PR #1433, opened 2016-11-15
DDF-2596 Reduce number of log entries by ApplicationImpl

ahoffer:
#### What does this PR do?
Stops printing the log entry "Error occured while trying to parse information for application. Application created but may have missing information." Problem in string parsing routines that expected the format "xml-specs-api-2.5.0". Names like "test-dependencies" caused the error.

New behavior tolerates both formats.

_EXERCISE OBJECTIVE_
In the listing above, find the line with "DDF-2596 Reduce number" and the line with "#### What does this PR do?"; set down exactly those two lines and every line between them, nothing more.

_COMPLETED EXERCISE_
DDF-2596 Reduce number of log entries by ApplicationImpl

ahoffer:
#### What does this PR do?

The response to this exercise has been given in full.